[Provided records]

PR #2040, opened 2024-09-23
AAP-22994-0922 Added missing part of 3rd bullet for EDA controller sys requirments

jself-sudoku:
Adding an important part of the EDA controller system requirements to `downstream/modules/platform/ref-eda-system-requirements.adoc`


g-murray (approved):
LGTM

PR #2043, opened 2024-09-23
Add install-related note to operator install doc

g-murray:
[AAP-31823](https://issues.redhat.com/browse/AAP-31823)

Adding the following 'Important note' to both install chapters (chapter 2 and 3):

"You can only install a single instance of the {OperatorPlatform} into a single namespace. 
Installing multiple instances in the same namespace can lead to improper operation for both operator instances."

Also made some minor tweaks to word choice and active voice.


ianf77 (approved):
Just a small comment, In the past we've had to remove the word 'modal' because no-one knew what it was meant to be.

PR #2048, opened 2024-09-23
EDA Controller & EDA Controller Variables Update

annibond:
- updated platform/ref-eda-controller-variables.adoc & platform/ref-controller-variables.adoc
 
 - docs.google.com/spreadsheets/d/1wSZiloDu-_uRY8l1E1vYQlO5PPrK4MrP3jla8701K/edit?gid=143143671

PR #2051, opened 2024-09-23
EDA Controller & EDA Controller Variables Update (#2048)

annibond:
* updated eda controller & gateway variables

* Update ref-eda-controller-variables.adoc

Changed EDA to {EDAName}


dcdacosta (approved):
LGTM!

PR #2056, opened 2024-09-23
tbl-fix - Fixing the table formatting in EDA Variables

dcdacosta:
This PR fixes the table formatting issue in the EDA Variables information.


hherbly (approved):
LGTM!

PR #2028, opened 2024-09-22
AAP-30402 Set docker path in dev containers extension

ariordan-redhat:
AAP-30402 Set docker path to `docker` or `podman` in dev containers extension

Affects `/titles/develop-automation-content/`

PR #2067, opened 2024-09-24
2.5 AAP-30402 Set docker path in dev containers extension (#2028)

ariordan-redhat:
Backports #2028 

AAP-30402 Set docker path to docker or podman in dev containers extension

Affects /titles/develop-automation-content/


g-murray (approved):
LGTM

PR #2078, opened 2024-09-24
AAP-30714 Devtools container package manager is microdnf

ariordan-redhat:
AAP-30714 The devtools container is based on a UBI minimal image, which uses microdnf as a package manager, not yum or dnf.

Affects `titles/develop-automation-content`


annibond (approved):
lgtm! very easy to read/get

PR #2084, opened 2024-09-24
AAP-30714 Devtools container package manager is microdnf (#2078)

ariordan-redhat:
Backports #2078 to 2.4

AAP-30714 The devtools container is based on a UBI minimal image, which uses microdnf as a package manager, not yum or dnf.

Affects titles/develop-automation-content


michellemacrh (approved):
LGTM

PR #2086, opened 2024-09-24
AAP-31856 Added the HS assembly to Containerized Install Guide

jself-sudoku:
Add new topic on Horizontal Scaling that was already added to the RPM Installation Guide to the Containerized Installation Guide. 

Note to @michellemacrh : Since this topic is in it's own assembly and will likely be expanded to include procedures to use HS in separate subsections for controller, hub, and possibly mesh, I added the HS assembly right after the first assembly.


michellemacrh:
LGTM

PR #150, opened 2026-09-19
fix(torch-fourier-slice): make extract/insert exact adjoints at Nyquist

alisterburt:
Fixes a minor difference in edge handling between scatter/gather operations which made the slice extraction/insertion paths not exact adjoints at Nyquist

note that the behavior after this is zero padding. @mgiammar probably edge padding or something smarter is better...

LLM slop below:
The forward interpolation stencils clamped out-of-range voxels while the scatter drops them, so `extract` / `insert` were not exact adjoints wherever a stencil reaches past the grid (the Nyquist shell): `<extract(V), y>` vs `<V, insert(y)>` differed by ~3% at the default cutoff (exact below it). The insertion's gradient gather already zero-padded via a separate `_sample_rfft_*_drop` sampler selected by a `drop` flag.

This makes zero-padding the one convention (it is also the canonical layer's): the zero-padding samplers become `_sample_rfft_3d` / `_sample_rfft_2d`, the clamp variants and the `drop` plumbing in the gradient gathers are removed, and the README layout note is updated. The adjoint identity now holds at full Nyquist; all other experimental tests unchanged (the three `test_gpu_*grad*` failures on Apple GPUs are #148).


McHaillet:
Thanks for fixing this :+1: 

Just wanted to check this:

> note that the behavior after this is zero padding. @mgiammar probably edge padding or something smarter is better...

But it is zero padding in Fourier space, correct?

alisterburt:
Yeah that's correct, which dampens gathered/scattered components at nyquist along x and y, nbd I think but worth noting

McHaillet:
thanks for confirming :)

[/Provided records]

None of the records may be omitted or altered when they are given again.

## Answer section:
PR #2040, opened 2024-09-23
AAP-22994-0922 Added missing part of 3rd bullet for EDA controller sys requirments

jself-sudoku:
Adding an important part of the EDA controller system requirements to `downstream/modules/platform/ref-eda-system-requirements.adoc`


g-murray (approved):
LGTM

PR #2043, opened 2024-09-23
Add install-related note to operator install doc

g-murray:
[AAP-31823](https://issues.redhat.com/browse/AAP-31823)

Adding the following 'Important note' to both install chapters (chapter 2 and 3):

"You can only install a single instance of the {OperatorPlatform} into a single namespace. 
Installing multiple instances in the same namespace can lead to improper operation for both operator instances."

Also made some minor tweaks to word choice and active voice.


ianf77 (approved):
Just a small comment, In the past we've had to remove the word 'modal' because no-one knew what it was meant to be.

PR #2048, opened 2024-09-23
EDA Controller & EDA Controller Variables Update

annibond:
- updated platform/ref-eda-controller-variables.adoc & platform/ref-controller-variables.adoc
 
 - docs.google.com/spreadsheets/d/1wSZiloDu-_uRY8l1E1vYQlO5PPrK4MrP3jla8701K/edit?gid=143143671

PR #2051, opened 2024-09-23
EDA Controller & EDA Controller Variables Update (#2048)

annibond:
* updated eda controller & gateway variables

* Update ref-eda-controller-variables.adoc

Changed EDA to {EDAName}


dcdacosta (approved):
LGTM!

PR #2056, opened 2024-09-23
tbl-fix - Fixing the table formatting in EDA Variables

dcdacosta:
This PR fixes the table formatting issue in the EDA Variables information.


hherbly (approved):
LGTM!

PR #2028, opened 2024-09-22
AAP-30402 Set docker path in dev containers extension

ariordan-redhat:
AAP-30402 Set docker path to `docker` or `podman` in dev containers extension

Affects `/titles/develop-automation-content/`

PR #2067, opened 2024-09-24
2.5 AAP-30402 Set docker path in dev containers extension (#2028)

ariordan-redhat:
Backports #2028 

AAP-30402 Set docker path to docker or podman in dev containers extension

Affects /titles/develop-automation-content/


g-murray (approved):
LGTM

PR #2078, opened 2024-09-24
AAP-30714 Devtools container package manager is microdnf

ariordan-redhat:
AAP-30714 The devtools container is based on a UBI minimal image, which uses microdnf as a package manager, not yum or dnf.

Affects `titles/develop-automation-content`


annibond (approved):
lgtm! very easy to read/get

PR #2084, opened 2024-09-24
AAP-30714 Devtools container package manager is microdnf (#2078)

ariordan-redhat:
Backports #2078 to 2.4

AAP-30714 The devtools container is based on a UBI minimal image, which uses microdnf as a package manager, not yum or dnf.

Affects titles/develop-automation-content


michellemacrh (approved):
LGTM

PR #2086, opened 2024-09-24
AAP-31856 Added the HS assembly to Containerized Install Guide

jself-sudoku:
Add new topic on Horizontal Scaling that was already added to the RPM Installation Guide to the Containerized Installation Guide. 

Note to @michellemacrh : Since this topic is in it's own assembly and will likely be expanded to include procedures to use HS in separate subsections for controller, hub, and possibly mesh, I added the HS assembly right after the first assembly.


michellemacrh:
LGTM

PR #150, opened 2026-09-19
fix(torch-fourier-slice): make extract/insert exact adjoints at Nyquist

alisterburt:
Fixes a minor difference in edge handling between scatter/gather operations which made the slice extraction/insertion paths not exact adjoints at Nyquist

note that the behavior after this is zero padding. @mgiammar probably edge padding or something smarter is better...

LLM slop below:
The forward interpolation stencils clamped out-of-range voxels while the scatter drops them, so `extract` / `insert` were not exact adjoints wherever a stencil reaches past the grid (the Nyquist shell): `<extract(V), y>` vs `<V, insert(y)>` differed by ~3% at the default cutoff (exact below it). The insertion's gradient gather already zero-padded via a separate `_sample_rfft_*_drop` sampler selected by a `drop` flag.

This makes zero-padding the one convention (it is also the canonical layer's): the zero-padding samplers become `_sample_rfft_3d` / `_sample_rfft_2d`, the clamp variants and the `drop` plumbing in the gradient gathers are removed, and the README layout note is updated. The adjoint identity now holds at full Nyquist; all other experimental tests unchanged (the three `test_gpu_*grad*` failures on Apple GPUs are #148).


McHaillet:
Thanks for fixing this :+1: 

Just wanted to check this:

> note that the behavior after this is zero padding. @mgiammar probably edge padding or something smarter is better...

But it is zero padding in Fourier space, correct?

alisterburt:
Yeah that's correct, which dampens gathered/scattered components at nyquist along x and y, nbd I think but worth noting

McHaillet:
thanks for confirming :)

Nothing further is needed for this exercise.